CHICAGO (CBS) – It's video you'll see only on CBS 2. A man in police custody trashed part of a Chicago Police Department facility during his plot to escape.

But how was he able to do the damage in the first place? CBS 2's Tara Molina asked the experts.

A police accountability expert said policy and procedure played a roll and this should be a lesson for Chicago police, a chance to make changes so this can't and won't happen again.

Cell phone video captured the damage: a hole in the ceiling, messy piles, dust and debris covering the Chicago Police Department's Area 3 headquarters.

This is where police sources said Tajze Mullins, 23, tried to escape police custody by breaking into the ceiling of a police interrogation room Friday night.

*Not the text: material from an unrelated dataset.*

Issue #216, opened 2026-09-02
A failed job has no way back into the queue


WaylandYang:
When a job fails there is no way to run it again except through the object it belongs to: a document can be reprocessed, a source can be re-extracted. For anything else — `bootstrap_ontology`, `adjudicate_entities`, `sync_source`, `materialize_inferences` — a failed row in `jobs` is the end of it until whatever enqueues it comes round again.

This became worth writing down with #201. An `OutOfCredit` failure now goes to `failed` on the first attempt instead of spending three. That is right for the operator, who sees the real state seven minutes sooner, but it changes what happens to a batch:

He wasn't successful in his escape.

But how was he able to attempt it in the first place? Why wasn't he in handcuffs? Or being supervised?

That's especially when you consider why he was in the room. He was accused of hitting a police officer with a car along Dusable Lake Shore Drive, breaking that officer's leg, then leading other officers on both a car and foot chases.

Chicago police wouldn't address those questions, saying the "investigation is under the jurisdiction of COPA. We cannot provide comment."

"Why would they think it's OK just to seat the person in a room as if they were a customer in a bank?" said David Harris, a police accountability expert. "I don't get it."

CBS 2 brought those questions to Harris.

"They need to address whether their policies and procedures were complied with by the officers involved," he said.

Harris is a professor at the University of Pittsburgh School of Law and an expert on police accountability. He said it's clear something went wrong in this case.

"How a person who was accused of injuring a police officer with a car and then leading police on a high speed chase and a foot chase, and everything else, is just allowed to sit in a room without any restrictions at all?" he said. "Enough so that he ends up trying to escape through the ceiling."

The Civilian Office of Police Accountability is investigating. Chicago police wouldn't address any of CBS 2's questions on policy and procedure. They wouldn't even confirm they're conducting their own internal investigation.

"We should look at this as a relatively cheap lesson in what not to do," Harris said.

And it's a lesson he said Chicago police should be evaluating now.

"You can't guarantee that the next time something like this goes wrong, the outcome won't be a lot worse," he added.

Harris also said when something "breaks down like this it's generally a system problem. It's not just one person or two people doing something wrong. You have to ask yourself what is there in their system of rules and requirements that went wrong and how can they fix it going forward."

"Something broke down here," he said, "and it wasn't just the ceiling tiles."

Mullins is being held without bail. CBS 2 was told the injured officer is expected to make a full recovery. And standard protocol applies here: any officers involved will be placed on administrative duties for 30 days while COPA investigates.